PR #147, opened 2021-12-06
Add missing steps to decommissioning documentation

rxbn:
- Fix small typos
- Add missings steps

### DIFF
--- a/docs/modules/ROOT/pages/how-tos/cloudscale/decommission.adoc
+++ b/docs/modules/ROOT/pages/how-tos/cloudscale/decommission.adoc
@@ -25,7 +25,7 @@ Steps to remove an OpenShift 4 cluster from https://cloudscale.ch[cloudscale.ch]
 +
 [source,bash]
 ----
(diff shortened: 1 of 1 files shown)


docs/modules/ROOT/pages/how-tos/cloudscale/decommission.adoc
```diff
@@ -127,6 +127,12 @@ Go to https://control.vshn.net/syn/lieutenantclusters
 +
 - Delete cluster entry using the delete button
 
+. Delete all volumes in cloudscale.ch project
```
simu, line 130:
```suggestion
. Delete all remaining volumes which were associated with the cluster in the cloudscale.ch project.
+
TIP: This step is required because the csi-cloudscale driver doesn't have time to properly cleanup PVs when the cluster is decommissioned with `terraform destroy`.
```

simu (approved):
LGTM overall, some suggestions inline

PR #150, opened 2021-12-15
Add how-to for `oc debug node`

simu:


ccremer (approved):
LGTM. Do we want/need to mention that this only works as long as there's a responsive Kubernetes API?

corvus-ch (approved):

PR #63, opened 2024-07-26
build!: revert "build: upgrade to arrow 51"

iajoiner:
Temporarily reverts spaceandtimelabs/sxt-proof-of-sql#60 since we should have bumped Rust version in services before bumping Arrow version in dependencies.


iajoiner:
Closed in favor of the next PR

PR #68, opened 2024-07-30
feat: add Dynamic Dory helper methods

JayWhite2357:
# Rationale for this change

We need to add the Dynamic Dory commitment scheme. This is the first PR.

* Added the `compute_dynamic_standard_basis_vecs` method, a helper method used to compute the vectors in the Vector-Matrix-Vector product in the dynamic dory scheme.
* Added `row_and_column_from_index` and `row_start_index` methods. These methods define the structure of the new dynamic dory commitmemt scheme.

# Are these changes tested?

Yes

### DIFF
--- a/crates/proof-of-sql/src/proof_primitive/dory/dynamic_dory_standard_basis_helper.rs
+++ b/crates/proof-of-sql/src/proof_primitive/dory/dynamic_dory_standard_basis_helper.rs
@@ -1,0 +1,281 @@
+//! This module provides the `build_standard_basis_vecs` method, which is used in converting a point to a
+//! vector used in a Vector-Matrix-Vector product in the dynamic dory scheme.
+
+use super::F;
+use ark_ff::Field;
+
+#[allow(dead_code)]
+/// This method produces evaluation vectors from a point. This is a helper method for generating a Vector-Matrix-Vector product in the dynamic dory scheme.
+///
+/// The ith element of the lo_vec is essentially the ith monomial basis element (lexicographically).
+/// The ith element of the hi_vec is essentially the jth monomial basis element where j = row_start_index(i).
+///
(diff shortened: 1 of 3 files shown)


crates/proof-of-sql/src/proof_primitive/dory/dynamic_dory_standard_basis_helper.rs
```diff
@@ -0,0 +1,281 @@
...
+use ark_ff::Field;
+
+#[allow(dead_code)]
+/// This method produces evaluation vectors from a point. This is a helper method for generating a Vector-Matrix-Vector product in the dynamic dory scheme.
+///
+/// The ith element of the lo_vec is essentially the ith monomial basis element (lexicographically).
+/// The ith element of the hi_vec is essentially the jth monomial basis element where j = row_start_index(i).
+///
+/// NOTE: the lo_vec and hi_vec are scaled by lo_vec[0] and hi_vec[0] respectively.
+/// NOTE: lo_vec and hi_vec should otherwise consist entirely of zeros in order to ensure correct output.
```
tlovell-sxt, line 14: So what's the purpose of accepting a `lo_vec` and a `hi_vec` then? why not just a `lo_scale` and a `hi_scale` and return `(Vec<F>, Vec<F>)` (or use bumpalo if you have to return slices). performance reasons?

JayWhite2357: Well, this is really just a helper method for another function that constructs the vectors and scale.
I could do that here, but I think it makes the most sense for this function to not handle the setup and simply be a driver of the algorithm.

tlovell-sxt (approved):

+ + + + + + +

All the lines above must appear again in the answer, word for word.

PR #147, opened 2021-12-06
Add missing steps to decommissioning documentation

rxbn:
- Fix small typos
- Add missings steps

### DIFF
--- a/docs/modules/ROOT/pages/how-tos/cloudscale/decommission.adoc
+++ b/docs/modules/ROOT/pages/how-tos/cloudscale/decommission.adoc
@@ -25,7 +25,7 @@ Steps to remove an OpenShift 4 cluster from https://cloudscale.ch[cloudscale.ch]
 +
 [source,bash]
 ----
(diff shortened: 1 of 1 files shown)


docs/modules/ROOT/pages/how-tos/cloudscale/decommission.adoc
```diff
@@ -127,6 +127,12 @@ Go to https://control.vshn.net/syn/lieutenantclusters
 +
 - Delete cluster entry using the delete button
 
+. Delete all volumes in cloudscale.ch project
```
simu, line 130:
```suggestion
. Delete all remaining volumes which were associated with the cluster in the cloudscale.ch project.
+
TIP: This step is required because the csi-cloudscale driver doesn't have time to properly cleanup PVs when the cluster is decommissioned with `terraform destroy`.
```

simu (approved):
LGTM overall, some suggestions inline

PR #150, opened 2021-12-15
Add how-to for `oc debug node`

simu:


ccremer (approved):
LGTM. Do we want/need to mention that this only works as long as there's a responsive Kubernetes API?

corvus-ch (approved):

PR #63, opened 2024-07-26
build!: revert "build: upgrade to arrow 51"

iajoiner:
Temporarily reverts spaceandtimelabs/sxt-proof-of-sql#60 since we should have bumped Rust version in services before bumping Arrow version in dependencies.


iajoiner:
Closed in favor of the next PR

PR #68, opened 2024-07-30
feat: add Dynamic Dory helper methods

JayWhite2357:
# Rationale for this change

We need to add the Dynamic Dory commitment scheme. This is the first PR.

* Added the `compute_dynamic_standard_basis_vecs` method, a helper method used to compute the vectors in the Vector-Matrix-Vector product in the dynamic dory scheme.
* Added `row_and_column_from_index` and `row_start_index` methods. These methods define the structure of the new dynamic dory commitmemt scheme.

# Are these changes tested?

Yes

### DIFF
--- a/crates/proof-of-sql/src/proof_primitive/dory/dynamic_dory_standard_basis_helper.rs
+++ b/crates/proof-of-sql/src/proof_primitive/dory/dynamic_dory_standard_basis_helper.rs
@@ -1,0 +1,281 @@
+//! This module provides the `build_standard_basis_vecs` method, which is used in converting a point to a
+//! vector used in a Vector-Matrix-Vector product in the dynamic dory scheme.
+
+use super::F;
+use ark_ff::Field;
+
+#[allow(dead_code)]
+/// This method produces evaluation vectors from a point. This is a helper method for generating a Vector-Matrix-Vector product in the dynamic dory scheme.
+///
+/// The ith element of the lo_vec is essentially the ith monomial basis element (lexicographically).
+/// The ith element of the hi_vec is essentially the jth monomial basis element where j = row_start_index(i).
+///
(diff shortened: 1 of 3 files shown)


crates/proof-of-sql/src/proof_primitive/dory/dynamic_dory_standard_basis_helper.rs
```diff
@@ -0,0 +1,281 @@
...
+use ark_ff::Field;
+
+#[allow(dead_code)]
+/// This method produces evaluation vectors from a point. This is a helper method for generating a Vector-Matrix-Vector product in the dynamic dory scheme.
+///
+/// The ith element of the lo_vec is essentially the ith monomial basis element (lexicographically).
+/// The ith element of the hi_vec is essentially the jth monomial basis element where j = row_start_index(i).
+///
+/// NOTE: the lo_vec and hi_vec are scaled by lo_vec[0] and hi_vec[0] respectively.
+/// NOTE: lo_vec and hi_vec should otherwise consist entirely of zeros in order to ensure correct output.
```
tlovell-sxt, line 14: So what's the purpose of accepting a `lo_vec` and a `hi_vec` then? why not just a `lo_scale` and a `hi_scale` and return `(Vec<F>, Vec<F>)` (or use bumpalo if you have to return slices). performance reasons?

JayWhite2357: Well, this is really just a helper method for another function that constructs the vectors and scale.
I could do that here, but I think it makes the most sense for this function to not handle the setup and simply be a driver of the algorithm.

tlovell-sxt (approved):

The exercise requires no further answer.